Tantawi and Anan both called the President-elect to congratulate him on his victory. For his part, Morsy met with SCAF at the presidential palace as his first official act. A materials scientist with a Ph.D. from the University of Southern California, Morsy says he has renounced his membership in the Muslim Brotherhood to symbolize that he is the President of all Egyptians. But few of the Brotherhood’s critics are buying that line. Morsy grew up in the Brotherhood, remained active in it even during his California years and has never been known to stray from its message. His opponents called him an electoral accident: a candidate who found himself pushed into the race after the Brotherhood’s initial nominee was disqualified.

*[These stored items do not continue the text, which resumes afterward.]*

PR #1894, opened 2023-02-10
Better setting of in-app in stack frames

### LINKED ISSUE #320: Set in_app in integrations
In many integrations we currently don't set in_app, but we should because it affects trimming. See #316

### LINKED ISSUE #1754: Do not mark every frame as in-app
### Problem Statement

Most errors on Sentry with stacktraces have every frame marked as in_app even though many of the files are part of the 3rd party libraries. This causes issues for the commit context and issue details page.

### Solution Brainstorm

This can be avoided if we look at the files that belong to the virtualenv. If a file is under `os.environ.get("VIRTUAL_ENV")` then it should be marked as `in_app: False`. Or even check that the abs path includes `site-packages` (e.g. `/some/path/repo/.venv/lib/python3.10/site-packages/django/views/decorators/csrf.py`).

This would be a huge win for suspect commits (since we always look for the first in-app frame) and issue details page (since we load the first in-app frame).

CC @NisanthanNanthakumar @scttcper @asottile-sentry

antonpirker:
How the `in_app` flag is set in stack trace frames (in `set_in_app_in_frames()`):
- If there is already `in_app` set, it is left untouched.
- If there is a `module` in the frame and it is in the `in_app_includes` -> `in_app=True`
- If there is a `module` in the frame and it is in the `in_app_excludes` -> `in_app=False`
- If there is an `abs_path` in the frame and the path is in `/side-packages/` or `/dist-packages/` -> `in_app=False`
- If there is an `abs_path` in the frame and it starts with the current working directory of the process -> `in_app=True`
- If nothing of the above is true, there will be no `in_app` set.

Fixes #1754 
Fixes #320

### DIFF
--- a/sentry_sdk/client.py
+++ b/sentry_sdk/client.py
@@ -103,6 +103,15 @@ class _Client(object):
     def __init__(self, *args, **kwargs):
         # type: (*Any, **Any) -> None
         self.options = get_options(*args, **kwargs)  # type: Dict[str, Any]
+
+        try:
+            project_root = os.getcwd()
+        except Exception:
+            project_root = None
+
+        self.configuration = {
+            "project_root": project_root,
+        }
         self._init_impl()
 
     def __getstate__(self):
@@ -222,7 +231,10 @@ class _Client(object):
             event["platform"] = "python"
 
         event = handle_in_app(
-            event, self.options["in_app_exclude"], self.options["in_app_include"]
+            event,
+            self.options["in_app_exclude"],
+            self.options["in_app_include"],
+            self.configuration["project_root"],
         )
 
         # Postprocess the event here so that annotated types do
@@ -446,7 +458,9 @@ class _Client(object):
 
             if is_transaction:
                 if profile is not None:
-                    envelope.add_profile(profile.to_json(event_opt, self.options))
+                    envelope.add_profile(
+                        profile.to_json(event_opt, self.options, self.configuration)
+                    )
                 envelope.add_transaction(event_opt)
             else:
                 envelope.add_event(event_opt)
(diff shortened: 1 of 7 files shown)


sentry_sdk/utils.py
```diff
@@ -773,32 +773,34 @@ def handle_in_app(event, in_app_exclude=None, in_app_include=None):
...
+        else:
+            abs_path = frame.get("abs_path")
+            if abs_path is None:
+                continue
+
+            external_source = (
+                re.search(r"[\\/](?:dist|site)-packages[\\/]", frame["abs_path"])
+                is not None
+            )
+            frame["in_app"] = not external_source
```
Zylphrex, line 803: This sets anything that's not in site packages or dist packages to false. Including frames coming from the standard library which is unexpected at least from the profiling side.

antonpirker: Valid point. Fixed.

Zylphrex (approved):

sl0thentr0py (changes requested):

sentry_sdk/client.py
```diff
@@ -103,6 +103,15 @@ class _Client(object):
     def __init__(self, *args, **kwargs):
         # type: (*Any, **Any) -> None
         self.options = get_options(*args, **kwargs)  # type: Dict[str, Any]
+
+        try:
+            project_root = os.getcwd()
+        except Exception:
+            project_root = None
+
+        self.configuration = {
```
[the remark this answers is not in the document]
antonpirker: Probably makes sense. I put it in configuration because it can not be set but it is just read from os.getcwd(). But it is cleaner in options and also being able to set it would be cool. Will change.

sentry_sdk/client.py
```diff
@@ -90,6 +90,13 @@ def _get_options(*args, **kwargs):
     if rv["instrumenter"] is None:
         rv["instrumenter"] = INSTRUMENTER.SENTRY
 
+    try:
```
sl0thentr0py, line 93: you need this only if
```python
   if rv["project_root"] is None:
```

sl0thentr0py (approved):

In the days since his victory, the group’s Freedom and Justice Party (FJP) has continued to speak on Morsy’s behalf.

A diminished presidency still remains a very important wedge into the Egyptian power structure. It is not impossible for Morsy and the FJP to use it to pry open Egypt’s politics–slowly. History provides at least one example of how this may happen. In many ways, Morsy is in a position parallel to that of Turkey’s current Prime Minister, Recep Tayyip Erdogan, whose party won a popular mandate in 2003 even as Turkey’s generals–who had ruled the country along the ferociously secular philosophy of Mustafa Kemal Ataturk–held on to real power. But Erdogan managed to avoid becoming the civilian fall guy to the Turkish junta and outmaneuvered the military to become the paramount political figure in the country.

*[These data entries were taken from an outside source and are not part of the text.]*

PR #1901, opened 2023-02-14
fix(profiling): Delay start of profiler thread

Zylphrex:
When using uWSGI with the master enabled, the profiler thread is started in the master process. However, when uWSGI forks the worker processes, the profiler thread will not be present in the worker process. This means that we never take any samples. To address this, we delay the start of the profiler thread until the first profile to guarantee it is started within the worker threads.


Zylphrex:
closing in favour of #1903

PR #1903, opened 2023-02-15
fix(profiling): Start profiler thread lazily

Zylphrex:
When running with uWSGI, it preforks the process so the profiler thread is started on the master process but doesn't run on the worker process. This means that no samples are ever taken. This change delays the start of the profiler thread to the first profile that is started.


sentry_sdk/profiler.py
```diff
@@ -888,22 +917,49 @@ def __init__(self, frequency):
...
+            # another thread may have tried to acquire the lock
+            # at the same time so it may start another thread
+            # make sure to check again before proceeding
+            if self.running and self.pid == pid:
+                return
+
+            self.pid = pid
+            self.running = True
+
+            self.thread = self.make_thread()
```
antonpirker, line 961: Why can ThreadPool(1) not be called here directly?

antonpirker (approved):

Even if Morsy does not have Erdogan’s nimbleness, others in the Brotherhood might, including the man who did not get to run for President: Khairat al-Shater, the deputy head of the FJP. The party is also helped by ideological differentiation: many of its leaders are pushing a moderate Islamism similar to Erdogan’s, one in sharp contrast to that of the more radical Salafists who also won a sizable chunk of the now dissolved Egyptian parliament.

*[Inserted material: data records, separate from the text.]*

PR #1916, opened 2023-02-21
Adds `trace_propagation_targets` option

### LINKED ISSUE #1785: Add `trace_propagation_targets` option.
### Problem Statement

Add an option `trace_propagation_targets` that defines to what targets the trace headers (`sentry-trace` and `baggage`) are added in outgoing HTTP requests. 

Similar to the same feature in JS: https://docs.sentry.io/platforms/node/guides/serverless-cloud/configuration/options/#trace-propagation-targets

### Solution Brainstorm

Implement like it is implemented in Javascript.

antonpirker:
Add an option `trace_propagation_targets` that defines to what targets the trace headers (sentry-trace and baggage) are added in outgoing HTTP requests.

Spec is here: https://docs.sentry.io/platforms/node/guides/serverless-cloud/configuration/options/#trace-propagation-targets

Fixes #1785

### DIFF
--- a/sentry_sdk/consts.py
+++ b/sentry_sdk/consts.py
@@ -67,6 +67,8 @@ class OP:
     MIDDLEWARE_STARLITE = "middleware.starlite"
     MIDDLEWARE_STARLITE_RECEIVE = "middleware.starlite.receive"
     MIDDLEWARE_STARLITE_SEND = "middleware.starlite.send"
+    QUEUE_SUBMIT_ARQ = "queue.submit.arq"
+    QUEUE_TASK_ARQ = "queue.task.arq"
     QUEUE_SUBMIT_CELERY = "queue.submit.celery"
     QUEUE_TASK_CELERY = "queue.task.celery"
     QUEUE_TASK_RQ = "queue.task.rq"
--- a/sentry_sdk/consts.py
+++ b/sentry_sdk/consts.py
@@ -121,6 +121,7 @@ class ClientConstructor(object):
         before_send_transaction=None,  # type: Optional[TransactionProcessor]
         project_root=None,  # type: Optional[str]
         enable_tracing=None,  # type: Optional[bool]
+        trace_propagation_targets=[],  # type: Sequence[str]
     ):
         # type: (...) -> None
         pass
--- a/sentry_sdk/consts.py
+++ b/sentry_sdk/consts.py
@@ -33,7 +33,6 @@ if MYPY:
             "max_spans": Optional[int],
             "record_sql_params": Optional[bool],
             "smart_transaction_trimming": Optional[bool],
-            "custom_measurements": Optional[bool],
             "profiles_sample_rate": Optional[float],
             "profiler_mode": Optional[str],
         },
--- a/sentry_sdk/consts.py
+++ b/sentry_sdk/consts.py
@@ -125,7 +125,9 @@ class ClientConstructor(object):
         before_send_transaction=None,  # type: Optional[TransactionProcessor]
         project_root=None,  # type: Optional[str]
         enable_tracing=None,  # type: Optional[bool]
-        trace_propagation_targets=[MATCH_ALL],  # type: Sequence[str]  # noqa: B006
+        trace_propagation_targets=[
+            MATCH_ALL
+        ],  # type: Optional[Sequence[str]]  # noqa: B006
     ):
         # type: (...) -> None
         pass
--- a/sentry_sdk/consts.py
+++ b/sentry_sdk/consts.py
@@ -121,7 +121,7 @@ class ClientConstructor(object):
         before_send_transaction=None,  # type: Optional[TransactionProcessor]
         project_root=None,  # type: Optional[str]
         enable_tracing=None,  # type: Optional[bool]
-        trace_propagation_targets=[],  # type: Sequence[str]
+        trace_propagation_targets=[],  # type: Sequence[str]  # noqa: B006
     ):
         # type: (...) -> None
         pass
--- a/sentry_sdk/consts.py
+++ b/sentry_sdk/consts.py
@@ -33,7 +33,6 @@ if MYPY:
             "max_spans": Optional[int],
             "record_sql_params": Optional[bool],
             "smart_transaction_trimming": Optional[bool],
-            "propagate_tracestate": Optional[bool],
             "custom_measurements": Optional[bool],
             "profiles_sample_rate": Optional[float],
             "profiler_mode": Optional[str],
--- a/sentry_sdk/consts.py
+++ b/sentry_sdk/consts.py
@@ -42,6 +42,8 @@ if MYPY:
 DEFAULT_QUEUE_SIZE = 100
 DEFAULT_MAX_BREADCRUMBS = 100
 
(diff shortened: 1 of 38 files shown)


sentry_sdk/integrations/httpx.py
```diff
@@ -52,13 +53,18 @@ def send(self, request, **kwargs):
             span.set_data("http.query", parsed_url.query)
             span.set_data("http.fragment", parsed_url.fragment)
 
-            for key, value in hub.iter_trace_propagation_headers():
-                logger.debug(
-                    "[Tracing] Adding `{key}` header {value} to outgoing request to {url}.".format(
-                        key=key, value=value, url=request.url
+            if should_propagate_trace(
+                str(request.url),
```
untitaker, line 57: What is the difference between `parsed_url.url` and this?

sentry_sdk/integrations/httpx.py
```diff
@@ -91,13 +97,17 @@ async def send(self, request, **kwargs):
...
+                hub.client.options["trace_propagation_targets"] if hub.client else [],
+            ):
+                for key, value in hub.iter_trace_propagation_headers():
```
sl0thentr0py, line 104: `iter_trace_propagation_headers` is a hub method and already has some early return checks, so I would just add this logic there, and then we don't have to replicate it in every integration.

sl0thentr0py (changes requested):

sentry_sdk/integrations/httpx.py
sl0thentr0py: sry ignore, i'm stupid

sentry_sdk/tracing_utils.py
```diff
@@ -376,6 +377,24 @@ def serialize(self, include_third_party=False):
         return ",".join(items)
 
 
+def should_propagate_trace(url, trace_propagation_targets):
+    # type: (str, List[str]) -> bool
+    """
+    Returns True if trace_propagation_targets are not set, or if the url matches any of the set targets. Otherwise, returns False.
+    """
+    if trace_propagation_targets is None or trace_propagation_targets == []:
```
sl0thentr0py, line 385: can we define semantics more precisely, if `None` is the default that's fine and you can treat it as `allow all` but empty array should be empty array. Having both `None` and `[]` take the same semantics is not clean here.

sl0thentr0py (changes requested):

sentry_sdk/tracing_utils.py
antonpirker: Empty array is the default and means: send to everywhere.
The check for None is just a bit paranoid so in case that someone sets `sentry_sdk.init(trace_propagation_targets=None)` nothing breaks.

sentry_sdk/integrations/httpx.py
antonpirker: `parsed_url` is a named tuple `(url, query_string, fragment)`
And the the `parsed_url.url` is just the base url without query_string and fragment

sentry_sdk/tracing_utils.py
antonpirker: I have now made the code better readable.

cleptric:
Semantics for this option are defined here https://docs.sentry.io/platforms/node/guides/serverless-cloud/configuration/options/#trace-propagation-targets

antonpirker:
Now I changed the behavior to have a `[MATCH_ALL]` default that matches everything so traces are propagated everywhere. If it is set to `[]` or `None` then traces will not be propagated anywhere.

Matching is also done by substring like described in the linked develop docs.

sl0thentr0py (changes requested):

sentry_sdk/integrations/httpx.py
```diff
@@ -52,13 +53,20 @@ def send(self, request, **kwargs):
...
             span.set_data("http.fragment", parsed_url.fragment)
 
-            for key, value in hub.iter_trace_propagation_headers():
-                logger.debug(
-                    "[Tracing] Adding `{key}` header {value} to outgoing request to {url}.".format(
-                        key=key, value=value, url=request.url
+            if should_propagate_trace(
+                str(request.url),
+                hub.client.options["trace_propagation_targets"]
+                if hub.client
```
untitaker, line 59: For what it's worth: Line 42 already "proves" there is a client. It is just a typing problem that you have to match on client here.

I was thinking that at some point, `hub.get_integration()` would be replaced with a method that returns both the integration and the current client so this check can be done all at once without typing issues

antonpirker: Good Point. Have now changed the code to cast the hub.client. Now mypy is happy and the code is easier.

antonpirker: And also good idea about having those checks in one place! 👍

sentry_sdk/integrations/httpx.py
```diff
@@ -52,13 +53,20 @@ def send(self, request, **kwargs):
             span.set_data("http.query", parsed_url.query)
             span.set_data("http.fragment", parsed_url.fragment)
 
-            for key, value in hub.iter_trace_propagation_headers():
-                logger.debug(
-                    "[Tracing] Adding `{key}` header {value} to outgoing request to {url}.".format(
-                        key=key, value=value, url=request.url
+            if should_propagate_trace(
+                str(request.url),
+                hub.client.options["trace_propagation_targets"]
```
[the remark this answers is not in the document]
antonpirker: I have now implemented a suggestion from markus below, which makes the code way easier.
I rather not do the "fetching the config" in function, so the function does just does one thing, check if the trace should be for the given url and trace_propagation_targets.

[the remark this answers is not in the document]
antonpirker: I was thinking a bit. How about we do a `hub.should_propagate_trace(url)` method? Is the hub the right "thing" to ask if the the trace to a given url should be propagated?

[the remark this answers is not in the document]
antonpirker: Maybe you @untitaker also have an opinion about my idea above?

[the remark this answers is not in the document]
untitaker: I don't have a strong opinion on this at all, I think there's no strong pattern to follow here. We do however have a few freestanding functions lying around the entire codebase that just take a hub as their first argument. That might be a bit better because then you can at least define `should_propagate_trace` in some helper module rather than the ever-growing `hub.py`

antonpirker:
I have now implemented @sl0thentr0py suggestion to fetch the options in the function. Now calling the function looks nicer.

sentry_sdk/consts.py
```diff
@@ -123,6 +125,7 @@ def __init__(
         before_send_transaction=None,  # type: Optional[TransactionProcessor]
         project_root=None,  # type: Optional[str]
         enable_tracing=None,  # type: Optional[bool]
+        trace_propagation_targets=[MATCH_ALL],  # type: Sequence[str]  # noqa: B006
```
sl0thentr0py, line 128: since we're checking for None below, the type should be optional[sequence]

sl0thentr0py (approved):
one typing comment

One problem, however, is the size of Morsy’s mandate: just over half the votes in an election for which less than half the country showed up to cast ballots. That may account for some of the pragmatic and cautious words coming from both Morsy and the Brotherhood. And indeed, pliancy may be the best policy in dealing with the generals–for now. Morsy and the Muslim Brotherhood are well aware of the limits on the presidency and the need for a protracted struggle for civilian rule. “President-elect Morsy is pushing back already,” wrote Steven Cook of the Council on Foreign Relations. “While paying homage to the Egyptian armed forces, his camp has already declared that they do not recognize the dissolution of the parliament or the legality of the military’s decree.” But, he noted, while “the Brotherhood has the symbolic advantage, it does not have the means to impose its will on the officers.”

Changing that arrangement will require a broad consensus among opposition groups, which is why Morsy is reaching out, at least rhetorically, to rebuild the bridges with rival opposition groups that the Brotherhood had burned in recent months. The generals have already had plenty of help from opposition forces, who failed to forge a common outlook and strategy for a democratic transformation in Egypt and ended up perennially at odds with one another, allowing SCAF to take a dominant position. Morsy and his movement’s only hope of tipping the balance lies in establishing a government that represents a democratic consensus far broader than what the Brotherhood has attempted. To the extent that they can re-establish the main political dividing line in Egypt as being between military rule and civilian democracy rather than between Islamists and secular democrats, they have a fighting chance of making progress in rolling back the authoritarian post-Mubarak state.

The original version of this story said that the army refused to fire on demonstrators in January 2011. That fact has never been clearly established. Egypt’s top generals have denied receiving orders from then President Mubarak to shoot at the protesters.